[DDI-users] [DDI-SRG] ISSUE 602

Wendy Thomas wlt at umn.edu
Sun Jun 2 09:43:22 EDT 2013


Sam

We have changed the structure of all International and
StructuredStrings in order to bundle together sets of language
equivilent texts at the request of a large group of users who explored
and requested this change. There is no "Text" within "Content", there
is just either xs:string or the option for XHTML tags. The case I was
using was one where regardless of the language of the primary part of
the text "What is your understanding of the German word" "Kolsch"? the
term Kolsch would always be there and always be in German. If we want
to indicate the language of the reader we need to use something other
than xml:lang directly. The attribute xml:lang has a specific usage
and indicates the language of the text string of the object it is an
attribute of. We could have an intended language of reader, user, etc.
but this is the first time this has been raised.
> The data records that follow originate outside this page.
Issue #117, opened 2018-02-01
S3 Interface and Testing


MSeal:
From https://github.com/nteract/papermill/pull/110#pullrequestreview-93455074 I wanted to keep the issue open for discussing improving our s3 code and testing.

Michel:
> Ideally, we would want to use a library to mock boto: either moto (https://github.com/spulec/moto) or placebo (https://github.com/garnaat/placebo) is a good choice. There may be others. Idk. Any preferences?
> However, you/we may want to ask yourselves/ourselves whether such module (s3.py) should really exist. It probably makes sense to use a library such as s3fs (https://github.com/dask/s3fs). This is what Pandas uses for S3 and given that this project already has a dependency on Pandas it will not add an "exotic" dependency. Not to say that tests should not be written but if we were to spend time on it we may as well refactor the code and use s3fs.

Matt:
> I generally agree with that approach. I'ved used https://github.com/jubos/fake-s3 in the past with a before hook launch -- but it adds ruby as a dependency to tests so I wouldn't recommend it here.
> 
> I haven't used s3fs before but your argument sounds solid. There may be a case to be made to add a minimal test here without too much refactor and then go a bigger PR with the swap-over. I'd leave that judgement call to you but I can probably help with s3fs changes/testing later on as well.

PR #121, opened 2018-02-20
Add test for s3 back-end (read, write, listdir) using moto lib.

michelorengo:
(sorry for the delay - just got back from vacation).
This is to address issue #117 
The test coverage is admittedly very limited, and it is for 2 reasons:
1. It looks like the s3.py was coded to handle use cases beyond what iorw.py requires. For instance: the ability to read from an archive/compressed file. Yet there are use cases I don't really understand. For example, while "bucket" is a concept defined by the S3 service, the class "Bucket" can be associated with other services (e.g. SQS or EC2). That makes little sense to me, but I'm not claiming I fully understand the original intent.
2. As discussed before, I suggest that the s3.py be scrapped and replaced with a third-party module such as s3fs (which does a good job in providing a python file API on top of S3/boto3)

Therefore because a) I did not understand some of the complexity/ purposes of the s3.py functions and b) would like this module to be replaced, I wrote the tests for the functions iorw.py actually uses.
Hope this is fine.

### DIFF
--- a/papermill/tests/test_s3.py
+++ b/papermill/tests/test_s3.py
@@ -135,3 +135,73 @@ def test_split_error():
     with pytest.raises(ValueError):
         split('https://foo/bar/baz')
 
+
+
+#The following tests are purposely limited to the exposed interface by iorw.py
+import os.path
+import moto
+
+local_dir = os.path.dirname(os.path.abspath(__file__))
+test_bucket_name = 'test-pm-bucket'
+test_string = 'Hello'
+test_file_path = 'notebooks/s3/s3_in/s3-simple_notebook.ipynb'
+
+with open(os.path.join(local_dir, test_file_path)) as f:
+    test_nb_content = f.read()
+
+no_empty_lines = lambda s: "\n".join([l for l in s.split('\n') if len(l) > 0])
+test_clean_nb_content = no_empty_lines(test_nb_content)
+
+read_from_gen = lambda g: "\n".join(g)
+
+
+@pytest.yield_fixture
+def s3_client():
+    mock_s3 = moto.mock_s3()
+    mock_s3.start()
+    import boto3
+    client = boto3.client('s3')
+    client.create_bucket(Bucket=test_bucket_name)
+    client.put_object(Bucket=test_bucket_name,
+                      Key=test_file_path,
+                      Body=test_nb_content)
+    yield S3()
+    try:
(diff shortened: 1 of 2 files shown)


MSeal:
That's perfect. You've stumbled upon some code that was (blindly?) copied over from an internal repository to handle some netflix specific use-cases. You intuition and suggestions on the topic sound right to me.

Looks like the specs need credentials, does it need anonymous creds passed to the client?

michelorengo:
Indeed you need the AWS credentials (from boto3). There are different ways to pass those credentials (see https://boto3.readthedocs.io/en/latest/guide/configuration.html#guide-configuration) but typically those are stored in the AWS credential file. You have a good point though that if you don't have those the tests on s3 will fail. I guess we could bypass the tests if boto3 cannot be properly initialized.

MSeal:
All the aws libraries have anonymous credentials you can set for testing purposes against mock s3's. I can look up the docs for boto3 in particular tomorrow to link.

michelorengo:
Oh! I did not know that. Thanks!

MSeal:
I think this should satisfy the ability: https://stackoverflow.com/questions/34865927/can-i-use-boto3-anonymously
If that has additional issues we can look at making any other credentials anonymous that it complains about (depends on the mock service).

michelorengo:
I see. I misunderstood what you wrote earlier. For some reason, I thought that "test" credentials were available. I understand, now, that you're talking about anonymous access to S3.

michelorengo:
Rainy afternoon so I decided to tackle this. 
Contrary to what I wrote, moto has no problem mocking the authentication, so the issue was not that "Indeed you need the AWS credentials". 
It took me a long, long time (I was too focused on what I added) but I finally saw that the class S3 was instantiated in a different test ("test_s3_defaults"), and because the instances share a dictionary of AWS sessions, the S3() (no args) returned the non-authenticated session.
The fix was then to make sure that S3() was within a moto mock session.
And, of course, this issue is hidden if one runs the test with an AWS credential file. Ah well...

MSeal:
Awesome work. Thanks for getting that fix in. Did @rgbkrk invite you to the Nteract org yet? We like inviting people who make good contributions.

michelorengo:
Thanks. And yes I was invited (and accepted the invitation). When I have a bit of time, I'll work on integrating s3fs package.

PR #123, opened 2018-03-27
switch to html output error message

rgbkrk:
In locked down environments, markdown no longer runs html inline. This switches the error message cell from markdown to HTML. Additionally, the code is hidden so it appears just as HTML output.

### DIFF
--- a/papermill/execute.py
+++ b/papermill/execute.py
@@ -388,7 +388,15 @@ def raise_for_execution_errors(nb, output_path):
     if error:
         # Write notebook back out with the Error Message at the top of the Notebook.
         error_msg = ERROR_MESSAGE_TEMPLATE % str(error.exec_count)
-        error_msg_cell = nbformat.v4.new_markdown_cell(source=error_msg)
+        error_msg_cell = nbformat.v4.new_code_cell(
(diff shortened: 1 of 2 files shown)


rgbkrk:
cc @mseal for review :bowtie:

papermill/execute.py
```diff
@@ -388,7 +388,14 @@ def raise_for_execution_errors(nb, output_path):
...
         error_msg = ERROR_MESSAGE_TEMPLATE % str(error.exec_count)
-        error_msg_cell = nbformat.v4.new_markdown_cell(source=error_msg)
+        error_msg_cell = nbformat.v4.new_code_cell(
+            source="%%html\n" + ERROR_MESSAGE_TEMPLATE,
+            outputs=[
+                nbformat.v4.new_output(
+                    output_type="display_data",
+                    data={"text/html": ERROR_MESSAGE_TEMPLATE}
+                )]
+        )
```
charsmith: Is this going to hide the input?

rgbkrk: I still need to stick some metadata on to hide the input.

rgbkrk: Updated this to use the metadata recognized by multiple frontends for hidden cells.

rgbkrk:
Thanks!

PR #131, opened 2018-04-12
Made PapermillIO preserve handler ordering

MSeal:
When handlers schemas overlapped in pattern matching the handler picking was non-deterministic. This preserves handler ordering and allows for existing handlers to be removed.

Also changed the class to no longer carry global state about handlers on the class.

### DIFF
--- a/papermill/tests/test_iorw.py
+++ b/papermill/tests/test_iorw.py
@@ -7,7 +7,71 @@ else:
     from mock import Mock, patch
 
 from ..exceptions import PapermillException
-from ..iorw import HttpHandler
+from ..iorw import HttpHandler, PapermillIO
+
+
+class TestPapermillIO(unittest.TestCase):
+    """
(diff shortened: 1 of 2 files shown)


papermill/tests/test_iorw.py
```diff
@@ -7,7 +7,71 @@
...
+        self.papermill_io.register("fake", self.fake1)
+
+    def test_get_handler(self):
+        self.assertEqual(self.papermill_io.get_handler("fake"), self.fake1)
+
+    def test_get_local_handler(self):
+        with self.assertRaises(PapermillException):
+            self.papermill_io.get_handler("dne")
+
+        self.papermill_io.register("local", self.fake2)
```
betatim: the idea is that a `local` handler should be the fallback if nothing else matches?

MSeal: Yes. This was the behavior before, I just preserved it.

Issue #130, opened 2018-04-06
Hide all input for output notebook


rgbkrk:
From a user:

> It would be cool if papermill had an option to hide code cell input when generating an output notebook. This could be very helpful when generating a nightly report and not wanting to see the code that generates the report.

Simple enough. nteract uses `metadata.inputHidden` as a boolean value to indicate if a cell's input is hidden.

~~I suppose a flag like `--hide-inputs` or something? Maybe if we wanted to be more opinionated about the naming we'd call it `--report-mode` or `--mode=report`?~~

Thus far convergence on flag name is `--report-mode`.

mpacer:
This is functionality already built into nbconvert, on the command line
this would be the flag --TemplateExporter.exclude_input=True

betatim:
I like `--report-mode` or `--mode=report` over `--hide-input`.

cldssty:
Can I take a stab at this?

betatim:
Sure thing! Let us know how it is going and feel free to create a PR marked as "work in progress" as soon as you feel like you have something to share (even if it is a long way from being done).

rgbkrk:
Since we'll only have one mode to begin with, we should just call this `--report-mode` for now.

mpacer:
@cldssty since this is already a traitlet in nbconvert you could get away with adding a flag to the papermill jupyter app and setting the value of that nbconvert flag (which I mention above).

rgbkrk:
I _think_ it would be fine if this was a `JupyterApp`. We were happy with using `click` and weren't aware of the benefits of it being a `JupyterApp`.

cldssty:
#135 
Have made an attempt - please tell me what to add/change. Thanks!

OrKoN:
Hi, I got a question about this feature. I run papermill like this: `papermill --report-mode input.ipynb output.ipynb -p ...` I expected that output.ipynb will have input cells hidden if I open it with the jupyter notebook but actually input cells (e.g. code cells) are not hidden. How is this flag supposed  to work?

MSeal:
@OrKoN This feature was relatively new, all of the tools have adopted it except jupyter classic as far I know. I looked at the code involved there and kicked a comment in https://github.com/jupyter/notebook/issues/534 to see if we can get classic to also respect it soon.

PR #135, opened 2018-05-10
Add option for hiding input

cldssty:
Have made an attempt. Please tell me what to change/add. Thanks!

### DIFF
--- a/papermill/cli.py
+++ b/papermill/cli.py
@@ -36,9 +36,11 @@ from .iorw import read_yaml_file
               help="Flag for writing notebook output to stderr.")
 @click.option('--start_timeout', type=int, default=60,
               help="Time in seconds to wait for kernel to start.")
+@click.option('--report-mode/--not-report-mode', default=False,
+              help="Flag for hiding input.")
 def papermill(notebook_path, output_path, parameters, parameters_raw,
               parameters_file, parameters_yaml, parameters_base64, prepare_only,
-              kernel, progress_bar, log_output, start_timeout):
+              kernel, progress_bar, log_output, start_timeout, report_mode):
     """This utility executes a single notebook on a container.
 
     Papermill takes a source notebook, applies parameters to the source
@@ -64,8 +66,8 @@ def papermill(notebook_path, output_path, parameters, parameters_raw,
                      kernel_name=kernel,
                      progress_bar=progress_bar,
                      log_output=log_output,
-                     start_timeout=start_timeout)
-
+                     start_timeout=start_timeout,
+                     report_mode=report_mode)
 
 def _resolve_type(value):
     if value == "True":
--- a/papermill/execute.py
+++ b/papermill/execute.py
@@ -23,7 +23,8 @@ def execute_notebook(notebook,
                      kernel_name=None,
                      progress_bar=True,
                      log_output=False,
-                     start_timeout=60):
+                     start_timeout=60,
+                     report_mode=False):
     """Executes a single notebook locally.
     Args:
         notebook (str): Path to input notebook.
@@ -34,6 +35,7 @@ def execute_notebook(notebook,
         progress_bar (bool): Flag for whether or not to show the progress bar.
         log_output (bool): Flag for whether or not to write notebook output to stderr.
         start_timeout (int): Duration to wait for kernel start-up.
+        report_mode (bool): Flag for whether or not to hide input.
 
     Returns:
          nb (NotebookNode): Executed notebook object
@@ -41,6 +43,13 @@ def execute_notebook(notebook,
     print("Input Notebook:  %s" % get_pretty_path(notebook), file=sys.stderr)
     print("Output Notebook: %s" % get_pretty_path(output), file=sys.stderr)
     nb = load_notebook_node(notebook)
+    
+    # Hide input if report-mode is set to True.
+    if report_mode: 
+        for cell in nb.cells:
+            if cell.cell_type == 'code':
+                cell.metadata['jupyter'] = cell.get('jupyter', {})
+                cell.metadata['jupyter']['source_hidden'] = True
 
     # Parameterize the Notebook.
     if parameters:
--- a/papermill/iorw.py
+++ b/papermill/iorw.py
@@ -117,7 +117,7 @@ class S3Handler(object):
     @classmethod
     def pretty_path(cls, path):
         return path
-
+            
 
 # Instantiate a PapermillIO instance and register Handlers.
 papermill_io = PapermillIO()
--- a/papermill/tests/test_execute.py
+++ b/papermill/tests/test_execute.py
@@ -257,7 +257,6 @@ class TestLogging(unittest.TestCase):
             stderr = redirect.get_stderr()
             self.assertEqual(stderr, u'Out [3] --------------------------------\n\n')
 
-
 class TestNBConvertCalls(unittest.TestCase):
 
     def setUp(self):
@@ -276,3 +275,20 @@ class TestNBConvertCalls(unittest.TestCase):
         # Ensure the notebook builds valid html without crashing
         (body, resources) = self.html_exporter.from_notebook_node(test_nb.node)
         self.assertTrue(body.startswith("\n<div"))
+
+class TestReportMode(unittest.TestCase):
+
+    def setUp(self):
+        self.test_dir = tempfile.mkdtemp()
+        self.notebook_name = 'report_mode_test.ipynb'
+        self.notebook_path = get_notebook_path(self.notebook_name)
+        self.nb_test_executed_fname = os.path.join(self.test_dir, 'output_{}'.format(self.notebook_name))
+
+    def tearDown(self):
+        shutil.rmtree(self.test_dir)
+
+    def test_report_mode(self):
+        nb = execute_notebook(self.notebook_path, self.nb_test_executed_fname, report_mode = True)
+        for cell in nb.cells: 
+            if cell.cell_type == 'code':  
+                self.assertEqual(cell.metadata.get('jupyter', {}).get('source_hidden'), True)
--- a/papermill/tests/notebooks/report_mode_test.ipynb
+++ b/papermill/tests/notebooks/report_mode_test.ipynb
@@ -1,0 +1,59 @@
+{
+ "cells": [
+  {
+   "cell_type": "code",
+   "execution_count": null,
+   "metadata": {
+    "tags": [
+     "parameters"
+    ]
+   },
+   "outputs": [],
+   "source": [
+    "a = 1\n",
+    "b = 1"
+   ]
+  },
+  {
+   "cell_type": "code",
+   "execution_count": null,
+   "metadata": {},
+   "outputs": [],
+   "source": [
+    "def sum(x, y):\n",
+    "    return x+y"
+   ]
+  },
+  {
+   "cell_type": "code",
+   "execution_count": null,
+   "metadata": {},
+   "outputs": [],
+   "source": [
+    "print(sum(a, b))"
+   ]
+  }
+ ],
+ "metadata": {
+  "celltoolbar": "Tags",
+  "kernelspec": {
+   "display_name": "Python 3",
+   "language": "python",
+   "name": "python3"
+  },
+  "language_info": {
+   "codemirror_mode": {
+    "name": "ipython",
+    "version": 3
+   },
+   "file_extension": ".py",
+   "mimetype": "text/x-python",
+   "name": "python",
+   "nbconvert_exporter": "python",
+   "pygments_lexer": "ipython3",
+   "version": "3.6.3"
+  }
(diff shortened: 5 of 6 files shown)


cldssty:
#130

papermill/execute.py
```diff
@@ -147,7 +147,8 @@ def execute_notebook(notebook,
                      kernel_name=None,
                      progress_bar=True,
                      log_output=False,
-                     start_timeout=60):
+                     start_timeout=60,
+                     report-mode=None):
```
rgbkrk: This should be an underscore, otherwise this is a subtraction.

papermill/execute.py
```diff
@@ -156,13 +157,18 @@ def execute_notebook(notebook,
...
 
     Returns:
          nb (NotebookNode): executed notebook object
     """
     print("Input Notebook:  %s" % get_pretty_path(notebook), file=sys.stderr)
     print("Output Notebook: %s" % get_pretty_path(output), file=sys.stderr)
     nb = load_notebook_node(notebook)
+    
+    # Hide input if report-mode is set to True.
+    if report-mode:
```
rgbkrk: `report_mode` here too.

cldssty:
ah right! Will fix. Thanks!

cldssty:
hopefully it is better now

cldssty:
hm... what else is wrong?

rgbkrk:
It's only reporting an error because coverage has gone down (no tests on this new command). I'll have to defer to one of the primary pythonistas for what they'd want next. Thanks for submitting this!

cldssty:
Alright! Looking forward to seeing what is done next!

MSeal:
Two things to add now I think:

cldssty:
Right. Will get on with tests in a bit!

cldssty:
hm... what is going on?

cldssty:
will look into the error tmr!

papermill/cli.py
```diff
@@ -36,6 +36,8 @@
               help="Flag for writing notebook output to stderr.")
 @click.option('--start_timeout', type=int, default=60,
               help="Time in seconds to wait for kernel to start.")
+@click.option('--report-mode/--not-report-mode', default=None,
```
MSeal: You'll want this to be `default=False`

papermill/execute.py
```diff
@@ -147,7 +147,8 @@ def execute_notebook(notebook,
                      kernel_name=None,
                      progress_bar=True,
                      log_output=False,
-                     start_timeout=60):
+                     start_timeout=60,
+                     report_mode=None):
```
MSeal: I'd do `report_mode=False` here too as it's a flag

cldssty: ok thanks!

papermill/cli.py
cldssty: right!

cldssty:
sorry about the multiple commits - will squash in a bit!

cldssty:
I have read the errors, and the following is my understanding:

1. test_cli.py 
it says that the arguments in the call aren't consistent with the expected arguments but I see no difference - what am I missing? 

2. test_execute.py
the test notebook 'input.ipynb' is not found in the path because I've only added the notebooks in my branch - presumably that's an error I can't overcome?

Thanks!

MSeal:
Try pasting the delta into a diff tool, should pop up quickly. Also try adding a debug point (or print statements) in the execute call to make sure you're getting expected values. You can isolate to a single test with https://stackoverflow.com/questions/36456920/is-there-a-way-to-specify-which-pytest-tests-to-run-from-a-file to narrow down the issue. I don't see the problem from a peripheral scan of the code.

MSeal:
For test_execute you do not need to have the notebooks pushed anywhere, just make sure they're in the repo branch and added. Check that `self.notebook_path` is getting set to something correct, but I don't see any obvious issue there either so it's probably a silly typo error someplace.

MSeal:
Awesome, two things left. First, let's squash these commits down. Second is we're discussing this week with a few nteract team members what the best metadata / library contract should be to respect this report mode. Specifically what should the metadata field look like and how do we want nteract exporters to respect metadata contracts moving forward. Today I don't believe any tools will respect `nb.metadata.inputHidden = True`, and I'm assuming you want nteract html exporters to respect this field?

rgbkrk:
The original jupyter discussion about hidden input was here: https://github.com/jupyter/notebook/issues/534

nteract frontends all support https://github.com/nteract/nteract/pull/1697/files

I totally forgot that at the last dev meetings we ended up on a nested path:

https://github.com/jupyter/nbformat/pull/94/files

`metadata.jupyter.source_hidden` and `metadata.jupyter.outputs_hidden`

Let's go with that officially merged stance on `nbformat` and I'll make the necessary changes to nteract to _also_ set those. 🙃

cldssty:
Ok! Thanks. I'll squash later today and go through the links!

mpacer:
@cldssty As long as we're namespacing the metadata to provide this functionality — I'm cool with that. With such a change I'm ok with this PR.

Note that that spec that @rgbkrk linked to is a spec on a _per cell_ basis, and so there is no one field to set for the whole notebook. 

More generally though, think we should consider the long-term plan for additional customisation (like report-mode) for a couple of reasons. First, the proposed solution will be respected by the `nteract` front-end and if you want a static html page (which is what I thought you wanted) you'd need to use commuter (which I think supports this?).

As of right now, `source_hidden` is not respected in `nbconvert` as there was some disagreement on whether that hidden state was actually intended to be the mechanism for specifying this in static exports as opposed to only in the interactive view of the notebook. Right now there is no `--no-input` flag in `nbconvert`, but I plan to make a PR for that later today (as I mentioned in the issue associated with this PR… there is already input removal enabled via the `TemplateExporter.exclude_input`). See https://github.com/spatialaudio/nbsphinx/issues/65#issuecomment-322579486 for more context. 

Part of the reason why there was disagreement around the term hide_input is whether that is intended to remove input altogether or make it so that its visibility can be toggled back and forth (see 
https://mpacer.github.io/hiding_tags_nbconvert/hide_cells_based_on_tags.html for an example, for the code see  https://github.com/mpacer/hiding_tags_nbconvert ).

MSeal:
@cldssty Let us know if you get stuck in the final PR updates

MSeal:
@cldssty Do you think you'll have some time to complete this PR or should we make final touches to get it mergable?

cldssty:
I'm really sorry for the delay! I'll be looking at this this weekend and will ask about any problems I'm encountering. Again really sorry about disappearing and thank you so much for your patience. Apologies for any inconvenience caused!!

MSeal:
No problem, and no need to apologize. We wanted to get this nice capability added before the nteract sprints begin in a week so we'll give special attention to this PR and help with getting it finished.

cldssty:
I've skimmed through the links and these are my thoughts: 

If I stick to using a field for the whole notebook(instead of for each cell), then we'd need to 

1. add the field in the nbformat schema? 

2. then we should probably make it so that if this field is set to True, then for each new code cell created, the `metadata.jupyter.source_hidden` field is set to True? 

Alternatively, I could just make this flag toggle input visibility on a cell-by-cell basis. In that case, I would need to change my code but won't need to add a field to nbformat schema? 

In any case, since @mpacer says that `source_hidden` is not currently respected by nbconvert, we'll need to additionally somehow make this flag set `TemplateExporter.exclude_input` in nbconvert to True as well so that input is hidden for html exports? I need to look into the PR by @mpacer. 

I have yet to find out how to do all of this. If there are any misunderstandings or things that cannot be done, please let me know! 

Thanks :D

cldssty:
Currently have something like this in execute.py:
```
# Hide input if report-mode is set to True.
if report_mode: 
    for cell in nb.cells:
        if cell.cell_type == 'code':
            cell.metadata.jupyter.source_hidden = True
```

cldssty:
It's saying that it doesn't have the 'jupyter' key... was I supposed to do this differently?

rgbkrk:
If it doesn't have the jupyter key, go ahead and add it in, then apply `source_hidden`. We formalized on what the spec would be yet haven't started adopting it. If you set it here, we'll be extra motivated to follow through on the nteract frontend at least. 😄 

We can leave it to nbconvert to implement it without bogging this PR down.

cldssty:
ok shall I just squash the commits? Going to look into making this work with html exports in a bit more detail.

cldssty:
Ok, I'm trying this atm. If this isn't something that people like then I can change it: 

```
if not hasattr(cell.metadata, 'jupyter'):
    cell.metadata['jupyter'] = lambda: None
    setattr(cell.metadata.jupyter, 'source_hidden', False)
    setattr(cell.metadata.jupyter, 'outputs_hidden', False)
```
I'm including `outputs_hidden` because it's been mentioned with `source_hidden`.

cldssty:
I'll keep working on this tmr. 

This is what I've done so far:
1. changed field to `metadata.jupyter['source_hidden']` for cells 
2. currently trying to turn this into `metadata.jupyter.source_hidden` but so far my ideas aren't working

What I've tried so far:
1. setting `metadata.jupyter = lambda: None` and then setting attributes `source_hidden` and `outputs_hidden` for that. The travis-ci errors didn't seem to show any direct cause of the failed build.

2. creating a custom object to set `metadata.jupyter` to. First, I'm not sure whether to put the class definition of this object in iorw.py or not, and secondly, I'm still trying to implement a JSON serialiser for it, but idk if this is the right route to go down. 

Please advise! I will look into the exportation part of this and also if it gets too close to the nteract sprint and I still can't find a good solution, I would be happy to hand this over to someone who can wrap this up before the start of the sprint. You could specify a deadline for this if you like. Until then I'm going to keep trying!

Thanks!

papermill/execute.py
```diff
@@ -34,13 +35,20 @@ def execute_notebook(notebook,
...
     """
     print("Input Notebook:  %s" % get_pretty_path(notebook), file=sys.stderr)
     print("Output Notebook: %s" % get_pretty_path(output), file=sys.stderr)
     nb = load_notebook_node(notebook)
+    
+    # Hide input if report-mode is set to True.
+    if report_mode: 
+        for cell in nb.cells:
+            if cell.cell_type == 'code':
+                cell.metadata.jupyter.source_hidden = True
```
MSeal:
```
cell.metadata['jupyter'] = cell.get('jupyter', {})
cell.metadata.['jupyter']['source_hidden'] = True
```

papermill/iorw.py
```diff
@@ -119,6 +119,29 @@ def pretty_path(cls, path):
...
+class Jupyter(object):
+    """Type of the jupyter attribute of metadata of cells.
+
+    """
+    def __init__(self):
+
+        self.source_hidden = False
+        self.outputs_hidden = False
+
+class Dumper(Jupyter):
```
MSeal: You don't need these two classes

papermill/iorw.py
```diff
@@ -167,6 +190,9 @@ def load_notebook_node(notebook_path):
 
         if not hasattr(cell.metadata, 'papermill'):
             cell.metadata['papermill'] = dict()
+        
+        if not hasattr(cell.metadata, 'jupyter'):
```
MSeal: given the snippet I posted you can skip this check/assignment too

papermill/tests/test_execute.py
```diff
@@ -276,3 +275,20 @@ def test_convert_output_to_html(self):
...
+        self.nb_test_executed_fname = os.path.join(self.test_dir, 'output_{}'.format(self.notebook_name))
+
+    def tearDown(self):
+        shutil.rmtree(self.test_dir)
+
+    def test_report_mode(self):
+        nb = execute_notebook(self.notebook_path, self.nb_test_executed_fname, report_mode = True)
+        for cell in nb.cells: 
+            if cell.cell_type == 'code':  
+                self.assertEqual(cell.metadata.jupyter.source_hidden, True)
```
MSeal: `self.assertEqual(cell.metadata.get('jupyter', {}).get('source_hidden'), True)`

MSeal:
Thanks for coming back to wrap up the PR!

I think leaving metadata with primitive objects (dict/str) will uncomplicated the part you're stuck on and posted come comments to help with making that change. Give that change a whirl and I think you'll be good :)

cldssty:
Thanks for the tips!!

rgbkrk:
This is looking pretty good, I think you can take the WIP title off if you think it's ready. :)

cldssty:
So is `source_hidden` going to be respected by html exporters if it gets adopted by nteract frontends and nbconvert, i.e. something that is probably going to be out of the scope of this PR? 

I was going to do a bit more research later today to see if there is anything else I could do regarding html exports but seems like there isn't?

cldssty:
Thanks for all the tips and being helpful + patient! I'll be looking out for further development in related PRs!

We adopted a specific approach to Dynamic Text so that you didn't end
up with something like this:

<LiteralText><Content xml:lang="en">Blah Blah Blah</Content></LiteralText>
<LiteralText><Content xml:lang="de">Etwas Etwas</Content></LiteralText>
<ConditionalText>whatever the conditional section is</ConditionalText>
<LiteralText><Content xml:lang="en">Blah Blah</Content></LiteralText>
<LiteralText><Content xml:lang="de">Etwas Etwas Etwas</Content></LiteralText>
<ConditionalText>a bit of extra because of the idiosycracies of the
german language</ConditionalText>
<LiteralText><Content xml:lang="de">Etwas Etwas</Content></LiteralText>

How do you parse that out?

BTW...if you are changing beers for each language you should use
conditional text and have the value based on language I would think.

Oh if we went back to 3.1 for DynamicText the new StructuredStringText
would result in the following:

<LiteralText><Content xml:lang="en">What is your understanding of the
German word </Content><Content xml:lang="es">[whatever that is in
Spanish]</Content></LiteralText><LiteralText><Content xml:lang="de"
isTranslatable="false">Kolsh?</Content></LiteralText>

So how would you parse that for a Spanish reader?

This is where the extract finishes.